To evaluate the mechanism of reduced LVEDV after reperfusion in this patient, we performed measurements of LV myocardial volume and pericardial total volume using two-dimensional echocardiography (modified Simpson's method; Figure 3), left atrial (LA) volume, right atrial area, and right ventricular area in addition to the usual measurements of LVEDV, end-systolic volume, LVEF, and SV. Immediately after emergent PCI, LVEDV, LV end-systolic volume, and SV decreased, while LA volume and LV myocardial volume increased.
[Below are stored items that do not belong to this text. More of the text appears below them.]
PR #186, opened 2019-03-05
Implement release versioning

### LINKED ISSUE #183: add unique version number to each build
When looking at a running cluster it is impossible to tell which revision of the pmem-csi driver is running. Let's build a unique version string into the binary with a `-version` flag (as in https://github.com/intel/oim/commit/e38285d4729b80c56c8107aa4e9f730658ade13b) and in addition, always print that when the driver runs (currently missing in OIM).

avalluri:
Setting driver version from $(git describe). Currently this version is not
generated from "tags", which should be fixed once we have release tagging.

All driver commands have "-version" flag which shows the current version and
exits.

FIXES #183

### DIFF
--- a/Makefile
+++ b/Makefile
@@ -16,6 +16,10 @@
 IMPORT_PATH=github.com/intel/pmem-csi
 SHELL=bash
 
+ifeq ($(VERSION), )
+VERSION=$(shell git describe --long --dirty --tags --match='v*')
+endif
+
 REGISTRY_NAME=localhost:5000
 IMAGE_VERSION_pmem-csi-driver=canary
 IMAGE_VERSION_pmem-ns-init=canary
@@ -35,6 +39,8 @@ ifneq ($(no_proxy),)
 	BUILD_ARGS:=${BUILD_ARGS} --build-arg no_proxy=${no_proxy}
 endif
 
+BUILD_ARGS:=${BUILD_ARGS} --build-arg VERSION=${VERSION}
+
 # Build main set of components.
 all: pmem-csi-driver pmem-ns-init pmem-vgm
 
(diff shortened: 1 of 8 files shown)


Makefile
```diff
@@ -16,6 +16,11 @@
 IMPORT_PATH=github.com/intel/pmem-csi
 SHELL=bash
 
+#FIXME: replace --all with --tags once we started release tagging
+ifeq ($(VERSION), )
+VERSION=$(shell git describe --long --dirty --all)
```
okartau: oim example used --tags --match=v* to tie versioning to tag lines, we don't want/plan that?
It would require to give first v-form tag in our repo to become functional

okartau:
overall looks good!
Definitely good improvement to tie node-info version to same value instead of hard-coded value.
I still remain skeptical about real use cases for command-line version flag. 

What about that "vendor name should be in node-info" requirement, we will handle separately from this PR?

Makefile
avalluri: > oim example used --tags --match=v* to tie versioning to tag lines, we don't want/plan that?
> It would require to give first v-form tag in our repo to become functional

I  mentioned this in #FIMXE comment. Once we are ready with release tagging we can move to  `-tags --match=v*` in place of `--all`.

avalluri:
> What about that "vendor name should be in node-info" requirement, we will handle separately from this PR?

I will submit new PR for that

Makefile
okartau: ah yes, I was too quick and mislooked FIXME. What about tagging now with some baseline like v0.0.0 so that tag option will always work (I think OIM did similar?). Then we don't need to maintain that FIXME place in code

okartau:
> `$ docker run 192.168.8.1:5000/pmem-csi-driver:canary -version`
> `heads/devel-0-g9cd0dc90`

yes, good point, helps with some of my skepticism. 
BTW is there way to tag docker image so that it indicates CID in its tag, but remains still usable via static name (like we use "canary" now) by k8s manifest? That would help to visualize what is in image.

avalluri:
> > What about that "vendor name should be in node-info" requirement, we will handle separately from this PR?
> 
> I will submit new PR for that

PR #189  fixes the driver name issue.

pohly:

>> `$ docker run 192.168.8.1:5000/pmem-csi-driver:canary -version`
>> `heads/devel-0-g9cd0dc90`
>
> yes, good point, helps with some of my skepticism. 
> BTW is there way to tag docker image so that it indicates CID in its
> tag, but remains still usable via static name (like we use "canary"
> now) by k8s manifest? That would help to visualize what is in image.

It's possible:
https://github.com/kubernetes-csi/csi-release-tools/blob/master/build.make#L68
Look for --label revision=$(REV).

Probably worth adding, because it covers another situation where one
might want to check the version (get image without running it).

avalluri:
Added initial tag: v0.0.0 and now version is generated from that tag, and same tag is set as label to docker images.

Issue #185, opened 2019-03-05
NodeStageVolume does not check for VolumeCapability in NodeStageVolumeRequest


okartau:
This causes one test in csi-sanity to fail, as VolumeCapability is required field:
```
Summarizing 1 Failure:
[Fail] Node Service NodeStageVolume [It] should fail when no volume capability is provided 
```
Somehow, this failure does not show up in `make test_e2e` in 4*VM cluster, but is showing up in unified-mode csi-sanity test that I tried for additional verification after recent csi-1.0 change.

okartau:
Seems the difference between `make test_e2e` and `util/sanity-unified.sh` results is explainable by recent changes in csi-test. `make test_e2e` uses fixed version 1.0.2, while in manual run of csi-sanity I used current head of csi-test repo which now is v1.1.0-51-ged673d8, and there has been update of NodeStageVolume test in between, looks like commit:
"Use real volumes when testing no capabilities" from Feb-4

PR #187, opened 2019-03-05
NodeStageVolume: check for VolumeCapability in request

okartau:
Lack of this check causes failure with newest csi-sanity

Fixes: #185


okartau:
I re-checked this change does not affect csi-sanity test with currently fixed version, runs ok, let's merge...

PR #375, opened 2022-08-08
chore(all): add image-bin and zip targets, speed up CI

fsinapi:
* Adds targets `-image-bin` and `-zip` for thermocycler-gen2 and tempdeck-gen3
* Parallelizes compilation for host & cross builds for all stm32 targets to speed up CI. This doesn't help much with the cross compilation since most of the time is actually spent in the linter, but it helps a bit with host compilation


sfoster1 (approved):
nice

PR #376, opened 2022-08-09
feat(thermocycler-gen2): slower plate lift 

fsinapi:
Added variable lid motor speeds and slowed down plate lift commands. The higher lid speed is good for the open/close user experience, but the plate lift was a little jerky at 125rpm.

Tested to make sure the firmware changes the velocity back to the higher one for opening/closing the lid.


Laura-Danielle (approved):
lgtm

PR #377, opened 2022-08-10
chore(startup): allocate more space for startup app

fsinapi:
Changes the linker settings for the startup app to allocate 32K, or the first 16 pages of memory. Also changes the linkage for the applications and accordingly changes the vector table relocation to match.

Tested that programming the new combined .bin still lets the startup app and the main application work fine. Linker output confirms that the region size for the startup app is increased and the main app is decreased.


Laura-Danielle (approved):
lgtm!

sfoster1 (approved):
Nice

PR #378, opened 2022-08-10
feat(all): add checksum to stm32 binaries

fsinapi:
### Overview
Calculates a CRC32 checksum for all STM32 module targets and injects it into the .hex target. All other images (excluding the base target) are derived from the .hex in order to ensure the integrity information is included in all targets.

The updates to the README file explain the details of the changes, but the short version is that a small chunk of flash (0x200 bytes) is now reserved for "integrity information." This information includes:
* A CRC32 of the rest of the firmware image (excluding the vector table)
* The number of bytes that the CRC32 includes
* The address where the calculation of the CRC begins (this should always be the same exact address, but is included just in case it needs to be variable)
* A null-terminated string containing the name of the module

None of this information is actually used by the startup app yet.

The CRC is calculated by a Python script. 
* The script emulates the STM32 CRC calculation from a .hex or .bin file:
  * For a .hex file, the script allocates a bytearray the same length as the firmware, initialized to 0xFF; populates it from the hex file; and runs a CRC32 using the same starting value as the STM32 (0xFFFFFFFF).
  * For a .bin file, the script skips an initial chunk of the file (based off of the starting location for where the CRC should begin) and runs a CRC on the rest of the file. The file must be generated with gaps filled to 0xFF.
  * In practice, the script is always run with a .bin input
* The docs for the library used _claim_ to use the same polynomial as the STM32 default (ethernet polynomial), but this can be changed to a custom implementation if it turns out to be incompatible in practice.

Tested by uploading to both Heater-Shaker and Thermocycler-Gen2, and then checking in the debugger that the integrity info is loaded at address 0x08008200 and that the application can still run fine.


scripts/calculate_checksum.py
```diff
@@ -0,0 +1,236 @@
...
+INITIAL_CRC = 0xFFFFFFFF
+
+class HexRecord:
+    """Represents a single record in a hex file."""
+    PATTERN = re.compile(r"^:([A-F0-9]{2})([A-F0-9]{4})(\d{2})([A-F0-9]*)([A-F0-9]{2})$")
+
+    _SEGMENT_ADDR_TYPE = 2
+    _LINEAR_ADDR_TYPE = 4
+
+    def __init__(self, line: str):
```
sfoster1, line 25: I think this works, but I will say that you could run `stm32-tools/gcc-arm-embedded/${PLATFORM}/bin/arm-none-eabi-objcopy -Iihex -Obinary --gap-fill=0xff` and then checksum that rather than writing your own hex decoder

stm32-modules/common/STM32F303/STM32F303RETx_FLASH.ld
```diff
@@ -67,8 +67,18 @@ SECTIONS
     . = ALIGN(4);
   } >FLASH
 
+  /* Contains firmware authentication information */
+  .integrity_info BLOCK(0x200) :
+  {
+    . = ALIGN(4);
+    /* placeholder for CRC */
+    LONG(0);
```
sfoster1, line 76: I _think_ you  could do something like 
```
.integrity_info BLOCK(0x200) :
  {
    . = ALIGN(4);
    _integrity_crc = .;
    LONG(0);
    _integrity_length=.;
    LONG(0);
} >FLASH
```

and then reference those symbols with extern in the actual code

sfoster1: in fact, you might be able to get the linker to put the overall length in there

sfoster1 (approved):
This looks great; there's some little things I think we could improve to make it a little more automatic, but this is gonna work.

scripts/calculate_checksum.py
fsinapi: [Pain](https://en.wikipedia.org/wiki/Sunk_cost).

stm32-modules/common/STM32F303/STM32F303RETx_FLASH.ld
fsinapi: One issue is that this is the linker for the runtime app, not the startup app; but adding this to the startup linker as a NOLOAD should do the trick I think?

scripts/calculate_checksum.py
fsinapi: Switched over to checking .bin files, and verified that the CRC and length stay the same between the two methods

sfoster1 (approved):
Looks good! Nice.

PR #379, opened 2022-08-11
chore(heater-shaker): update cmake with new F303 macros

fsinapi:
* Updated the subtree for `cmake/`
* Updated the Heater-Shaker firmware CMakeLists.txt to work with new F303 BSP macros


Laura-Danielle (approved):
lgtm!

PR #380, opened 2022-08-11
feat(all): changed startup app to a C program

fsinapi:
This PR rewrites the startup app as a C program, rather than an assembly program. The functionality is equivalent; the app checks that the vector table of the app exists, checks that it points to a Thumb function, and then jumps to the app. If those checks fail, it jumps to the built-in bootloader.

As a part of this change, the build process is a bit more complicated for each microcontroller target. The common folder for each MCU target:
* Provides a `startup_hal.h` file that provides any platform-specific values
* Links to the respective BSP driver target
* Provides the startup assembly file, which is the same as the one for the main applications

Tested on a heater-shaker, thermocycler-gen2 and a tempdeck-gen3. Confirmed that:
* With the entire image provided, the startup app can jump to the main application
* When the main application is deleted (or just the vector table is deleted), the startup app jumps to the bootloader and the microcontroller enumerates over USB as a DFU device


sfoster1 (approved):
This looks correct to me!

PR #383, opened 2022-08-12
feat(heater-shaker): hardfaults jump to bootloader

fsinapi:
Copied fix from thermocycler-gen2. Tested by adding a divide-by-zero and confirming the module enumerates as a DFU device.


sfoster1 (approved):
I love this hack so much

PR #384, opened 2022-08-15
feat(all): added module name check to startup app

fsinapi:
Adds a check to the startup app to verify the name of the module that the firmware is intended for. This means that, in the case that a user erroneously sends the firmware intended for a different module (or completely random firmware that happens to pass the CRC check), the startup app will reject it.

Changelist:
- Updated the CMake for the startup app to create a unique startup app target for each module, in order to pass in module-specific values (i.e. the name)
- Added a check in the startup app to verify the name in the firmware matches the module it is intended for

Tested on heater-shaker and tempdeck-gen3 by:
- Uploading valid firmware, confirming the startup app boots to the main application
- Uploading firmware with the wrong name, confirming the startup app jumps to DFU
- Uploading firmware for a different module, confirming the startup app jumps to DFU

### DIFF
--- a/.github/workflows/heater-shaker.yaml
+++ b/.github/workflows/heater-shaker.yaml
@@ -62,6 +62,8 @@ jobs:
         run: cmake --build --preset cross --target heater-shaker-format-ci
       - name: 'Lint'
         run: cmake --build --preset cross --target heater-shaker-lint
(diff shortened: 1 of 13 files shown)


sfoster1 (approved):
Nice, good thinking

PR #385, opened 2022-08-15
feat(all): application backup and recovery

fsinapi:
This PR adds functionality to the startup app to recover from a bad firmware update (primarily intended for failures during transfer).
- The linkerfiles for the main applications have been edited to use _half_ of the available flash memory, leaving room for an identical copy of the firmware. 
- When the firmware is updated through DFU, it will ovewrite the _first_ image in memory. However, the second image will be left alone.
- On system restart, the startup app checks if the main image and the backup image exist:
  - If they both exist, and they match, just jump to the application firmware
  - If they exist and there's a mismatch, overwrite the backup with the main firmware and then jump to the application
  - If only one exists (i.e. there is an error with the integrity of **one** of the images), overwrite the faulty one and then jump to the main application
  - If neither image exists, jump to the DFU bootloader

In practice, any normal failure during the operation of dfu-util will only result in an extended reboot time while the system recovers its firmware from a backup, instead of bricking the module or getting it stuck in the bootloader.

Tested on heater-shaker and tempdeck-gen3 boards by replicating each of the above scenarios by manually erasing sectors, and then restarting the system to verify that it recovers in the intended fashion.

Startups where an image must be duplicated take a noticeable amount of time before jumping to the application, but normal startups take less than half a second.

### DIFF
--- a/stm32-modules/common/STM32F303/CMakeLists.txt
+++ b/stm32-modules/common/STM32F303/CMakeLists.txt
@@ -64,7 +64,8 @@ function(stm32f303_startup TARGET FW_NAME)
 
     target_sources(${TARGET} PUBLIC 
         ${CMAKE_CURRENT_FUNCTION_LIST_DIR}/startup_stm32f303xe.s
-        ${CMAKE_CURRENT_FUNCTION_LIST_DIR}/startup_system_stm32f3xx.c)
+        ${CMAKE_CURRENT_FUNCTION_LIST_DIR}/startup_system_stm32f3xx.c
+        ${CMAKE_CURRENT_FUNCTION_LIST_DIR}/startup_hal.c)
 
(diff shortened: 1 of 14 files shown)


sfoster1 (approved):
This looks good to me.

is the plan that dfu updates will only ever write the application slot, never the backup slot, and these mechanisms are there to get the backup slot updated?

fsinapi:
> is the plan that dfu updates will only ever write the application slot, never the backup slot, and these mechanisms are there to get the backup slot updated?

Yep, that's the idea - we provide the combined image-hex or image-bin file for updates, so dfu updates will only write to the startup region + the first application slot. 

Locking the backup slot is also possible (at least the MCU's we're using, since the G491 has two customizable regions and the F303 locks in groups of 2 pages).

PR #387, opened 2022-08-16
feat(all): lock startup region flash

fsinapi:
### Summary

Adds functionality for the startup app to lock its own flash region, preventing firmware updates from overwriting it. In practice, this also makes it pretty much impossible to update the startup app without erasing the entire chip - see comments in `startup_main.c` for details.

Adds a specialized function for each MCU target to update the flash region protection bytes, which is now the first step taken by the startup app. The option bytes work pretty differently in the F303 and G491 so these functions have to implement pretty much the entire process.

Tested on heater-shaker and tempdeck-gen3. Confirmed that the region gets locked, and if you try to unlock it (e.g. with a debugger and STM32CubeProgrammer) it gets locked again as soon as the system restarts. 

### Review Requests

Based on testing, it seems that moving the lock to be the last thing done by the startup app would actually let a debugger have enough time to update the option bytes, restart it to load the new bytes, and then halt the device before the startup app locks the region again. Would it make sense to move the lock action to the end of the startup app, and maybe even put a small wait in to make sure there's some time before the lock occurs?

### DIFF
--- a/stm32-modules/common/STM32F303/startup_hal.c
+++ b/stm32-modules/common/STM32F303/startup_hal.c
@@ -16,3 +16,46 @@ bool startup_erase_flash_pages(uint32_t start_page, uint32_t page_count) {
     }
     return false;
 }
+
+bool startup_lock_pages(uint32_t start_page, uint32_t page_count) {
+    // On the STM32F303, write protection is configured with a bitmask. Each
+    // bit in the bitmask represents 2 pages, and each page is 2k. This means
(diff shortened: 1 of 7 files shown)


sfoster1 (approved):
The point of the locking is to prevent the dfu app from writing that part of flash, right? So as long as the locking happens before we jump to the bootloader, it doesn't matter exactly where it occurs. So I think that yeah we should do it at the end.

PR #388, opened 2022-08-17
feat(all): added flash-erase targets

fsinapi:
Adds a target for each stm32 module to erase the flash contents. This is required because the startup app automatically locks its own flash, which means that a simple mass-erase won't work.

Simply clearing the option bits and then erasing isn't an option because, in the case that no firmware is loaded to either slot on the device, the startup app will re-lock before the host is able to halt it and start the erase. Therefore, the process is as follows:
- Enable the read protection, and then disable it to trigger a mass-erase (which affects even write-protected regions)
- Disable write protection
- On the STM32F303 target which clears the write-protect by erasing all of the option bytes, re-unlock the read protection

Tested on Heater-Shaker and Thermocycler-Gen2. Running the corresponding targets results in the board memory getting wiped and the write protection being fully disabled.

### DIFF
--- a/stm32-modules/common/STM32F303/CMakeLists.txt
+++ b/stm32-modules/common/STM32F303/CMakeLists.txt
@@ -92,6 +92,11 @@ endfunction()
 
 # Adds a target to clear an STM32F303-based module
 function(stm32f303_clear_target TARGET)
+    # Each step in this target is forced to succed (|| true) because, when
+    # the target reboots to load the option bytes, OpenOCD exits with a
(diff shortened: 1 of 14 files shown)


sfoster1 (approved):
This looks good, though I would love it if this could all be folded in to an openocd script - the multiple shell commands are kinda gross

fsinapi:
> I would love it if this could all be folded in to an openocd script - the multiple shell commands are kinda gross

Merging as-is after external discussion. Implementation isn't ideal but openOCD can't deal with the flash-option-reset process required by each step.

PR #990, opened 2021-06-14
fix GithubIssueTemplate deserialization 

chkeita:
Revert change made in #985 
fixed  GithubIssueTemplate deserialization


chkeita:
> ADOTemplate and TeamsTemplate are likely impacted by this issue as well for the same reasons. Is it possible to make this a fix within the SecretData implementation rather than one that needs to be replicated for each implementation?

I added two tests for `ADOTemplate` and `TeamsTemplate`. They were no affected by the issue .

I could not put the fix in `SecretData` because it is a generic type and we need to have access to the Generic argument at runtime to do the deserialization.

src/api-service/tests/test_secrets.py
```diff
@@ -91,3 +93,43 @@ def test_read_secret(self) -> None:
...
+            c = NotificationCreate.parse_obj(b)
+            d = c.json()
+            e = json.loads(d)
+            NotificationCreate.parse_obj(e)
+
+    def test_roundtrip_team_issue(self) -> None:
+        a = """
+            {
+                "config" : {"url": "http://test"},
+                "container": "bmc"
```
bmc-msft, line 114:
```suggestion
                "container": "testing"
```

src/api-service/tests/test_secrets.py
```diff
@@ -91,3 +93,43 @@ def test_read_secret(self) -> None:
...
+        NotificationCreate.parse_obj(e)
+
+    def test_roundtrip_ado(self) -> None:
+        current_path = pathlib.Path(__file__).parent.absolute()
+        with open(
+            f"{current_path}"
+            + "/../../../contrib/onefuzz-job-azure-devops-pipeline/ado-work-items.json"  # noqa
+        ) as json_file:
+            b = json.load(json_file)
+            b["container"] = "bmc"
```
bmc-msft, line 131:
```suggestion
            b["container"] = "testing"
```

src/api-service/tests/test_secrets.py
```diff
@@ -91,3 +93,43 @@ def test_read_secret(self) -> None:
...
             self.fail(f"Invalid config type {type(notification.config)}")
+
+    def test_roundtrip_github_issue(self) -> None:
+        current_path = pathlib.Path(__file__).parent.absolute()
+        with open(
+            f"{current_path}"
+            + "/../../../contrib/onefuzz-job-github-actions/github-issues.json"
+        ) as json_file:
+            b = json.load(json_file)
+            b["container"] = "bmc"
```
bmc-msft, line 104:
```suggestion
            b["container"] = "testing"
```

bmc-msft (approved):

PR #992, opened 2021-06-15
updates from upstream libclusterfuzz

bmc-msft:


ranweiler (approved):

ranweiler (commented):
In the PR or commit message, could you just note what upstream commit you are pulling these from?

bmc-msft:
This merges the results of running the update tool.   The tool always pull the latest from `main`.

https://github.com/microsoft/onefuzz/tree/main/src/agent/libclusterfuzz/third-party

ranweiler:
> This merges the results of running the update tool. The tool always pull the latest from main.

Understood, my suggestion is that it may be handy to have an explicit history of what commit `clusterfuzz` was at whenever we last updated.

In this case, it looks like: https://github.com/google/clusterfuzz/commit/6f27c1d64167838d39162fb82afa3427141d30fb

PR #995, opened 2021-06-16
add context to errors in syncdir

bmc-msft:


src/agent/onefuzz/src/blob/url.rs
```diff
@@ -151,7 +151,8 @@ impl BlobContainerUrl {
     pub fn url(&self) -> Result<Url> {
         match self {
             Self::BlobContainer(url) => Ok(url.clone()),
-            Self::Path(p) => Ok(Url::from_file_path(p).map_err(|_| anyhow!("invalid path"))?),
+            Self::Path(p) => Ok(Url::from_file_path(p)
```
ranweiler, line 154: WDYT about changing the existing `map_err()` calls to uses of `Context`?

ranweiler (approved):

src/agent/onefuzz/src/blob/url.rs
bmc-msft: `Anyhow::Context` doesn't support the results from `Url::from_file_path`, currently a `Result<Url, ()>`.

PR #996, opened 2021-06-16
fix SyncedDir.remote_url issue with relative paths

bmc-msft:
Url::from_file_path does not support creating `Url` with a relative
path.  This change converts relative paths to canonicalized absolute
paths based on CWD.


chkeita (approved):

ranweiler (approved):
Could we add some unit tests to exercise this?

ranweiler (approved):

PR #1000, opened 2021-06-16
Explicitly track debuggee thread state to detect thread exit/debug event races

ranweiler:
- Define an enum to track the debugger's current understanding of debuggee thread state
- Update our private suspend/resume methods to update and return the current state
- Detect thread exit/debug event races in suspend/resume calls

The win32 `SuspendThread()`/`ResumeThread()` calls increment/decrement a per-thread suspend counter. When the counter is 0, the thread is runnable, else it is suspended.

The win32 functions return the _previous_ suspend count, and `-1` on error. The full set of error descriptions is not part of the public API, but can definitely be caused by a lack of [thread access rights](https://docs.microsoft.com/en-us/windows/win32/procthread/thread-security-and-access-rights), or an exited thread.

We always have the `THREAD_SUSPEND_RESUME` access right for any `ThreadInfo` thread, because we observe it as a debugger of the thread's process. If we get an "access denied" error, then this means that the thread has exited during our current debugger loop operation, but our debugger has not _yet_ been delivered the relevant debug event.

This PR does not _fix_ our handling of racy thread exits, but updates our modeling of debuggee threads to _enable_ robust handling of threads when performing multi-threaded single-stepping.


src/agent/debugger/src/target.rs
```diff
@@ -31,55 +31,88 @@ pub(crate) enum StepState {
     SingleStep,
 }
 
+#[derive(Clone, Copy, Debug, Eq, PartialEq)]
+enum ThreadState {
+    Running,
```
ranweiler, line 36: This is misleading; rename to `Runnable`.

stishkin (approved):

bmc-msft (approved):

ranweiler:
Manually testing.

ranweiler:
Manually tested coverage recording and SARIF generation.

ranweiler:
Manual testing complete.

PR #941, opened 2021-05-29
libfuzzer fuzzing task perf improvements

chkeita:
- resuse the regex to parse the output of libfuzzer
- added a cancellation notification to report_fuzzer_sys_info.
   ~~The code seems to be actively waiting this function and consuming some cpu time~~
   The notification allows us to reduce the time waiting for the fuzzing loop to terminate. 

## Summary of the Pull Request

_What is this about?_

## PR Checklist
* [ ] Applies to work item: #xxx
* [ ] CLA signed. If not, go over [here](https://cla.opensource.microsoft.com/microsoft/onefuzz) and sign the CLI.
* [ ] Tests added/passed
* [ ] Requires documentation to be updated
* [ ] I've discussed this with core contributors already. If not checked, I'm ready to accept this work might be rejected in favor of a different grand plan. Issue number where discussion took place: #xxx

## Info on Pull Request

_What does this include?_

## Validation Steps Performed

_How does someone test & validate?_

PR #1002, opened 2021-06-18
add cooloff period for rapidly exiting libFuzzer targets

bmc-msft:
For rapidly exiting libFuzzer targets, the agent can get into a state where it never has a chance for the handles to get reaped.  This eventually causes an OOM error in the system.

This enforces that within a given worker, at least 5 seconds have occurred between each execution of the target.

Note, we effectively had a sleep before, but the performance improvements in #941 removed the effective sleep.

### DIFF
--- a/src/agent/onefuzz-agent/src/tasks/fuzz/libfuzzer_fuzz.rs
+++ b/src/agent/onefuzz-agent/src/tasks/fuzz/libfuzzer_fuzz.rs
@@ -24,7 +24,7 @@ use tokio::{
     select,
     sync::{mpsc, Notify},
     task,
-    time::{sleep, Duration},
+    time::{sleep, Duration, Instant},
 };
 use uuid::Uuid;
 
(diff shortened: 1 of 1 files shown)


src/agent/onefuzz-agent/src/tasks/fuzz/libfuzzer_fuzz.rs
```diff
@@ -181,6 +184,12 @@ impl LibFuzzerFuzzTask {
                         )
                     })?;
             }
+
+            // if libFuzzer is exiting rapidly, give some breathing room to allow the
+            // handles to be reaped.
+            if instant.elapsed() < COOLOFF_PERIOD {
+                sleep(COOLOFF_PERIOD).await;
+            }
```
chkeita, line 192: The sleep should be for the remaining time instead of the whole cooloff period
```Suggestion
            let remaining_time = instant.elapsed() - COOLOFF_PERIOD; 
            if  remaining_time < 0 {
                sleep(remaining_time).await;
            }
```

bmc-msft: Duration will panic if you try to create a negative duration.  I implemented the idea though.

chkeita (approved):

Total pericardial volume and right ventricular and right atrial sizes remained constant (Figures 1A and 1B).

Figure 3

Schemas of apical four- and two-chamber views on echocardiography. We measured the total pericardial volume (black dotted line enclosing the outside of the epicardium) and left atrial (LA) volume (red dotted line enclosing the lumen of the left atrium) using the modified Simpson's method.

Discussion

In general, modest LV wall thickening in the infarcted area after reperfusion is associated with an increase in LVEDV. However, even if the LVEF is preserved, the development of unusual and advanced LV wall thickening may decrease LV end-diastolic volume and SV. Immediately after emergent PCI in this patient, LVEDV, LV end-systolic volume, and SV decreased, while total pericardial volume and right ventricular and right atrial sizes remained constant. These results suggested that SV was reduced as a result of decreased LVEDV. In the fixed total pericardial volume during the acute phase, LA volume and LV myocardial volume increased. Because increasing LA volume may not be the primary phenomenon, reduced LVEDV is presumed to be caused by increased LV myocardial volume with marked inferoposterior wall thickening (Figures 1A and 1B). In contrast to this, total pericardial volume, LVEDV, and SV increased, while LV myocardial volume decreased during the subsequent 19 days compared with the post-PCI acute phase (Figure 1C). It is possible that the adaptive increase in total pericardial volume and improvement in abnormal inferoposterior wall thickening may have increased LVEDV and SV. Although little is known about the dynamics of myocardial interstitial edema after acute MI, this case may help in understanding part of that mechanism. If heart failure associated with myocardial thickening in the acute phase is severe, surgical pericardiotomy may have the potential to increase LVEDV and SV.

Conclusion

We report a case of markedly transient myocardial thickening, following a no-reflow phenomenon after emergent PCI for LCX acute MI, which caused severe refractory heart failure for a few weeks due to LV diastolic dysfunction; however, the patient recovered.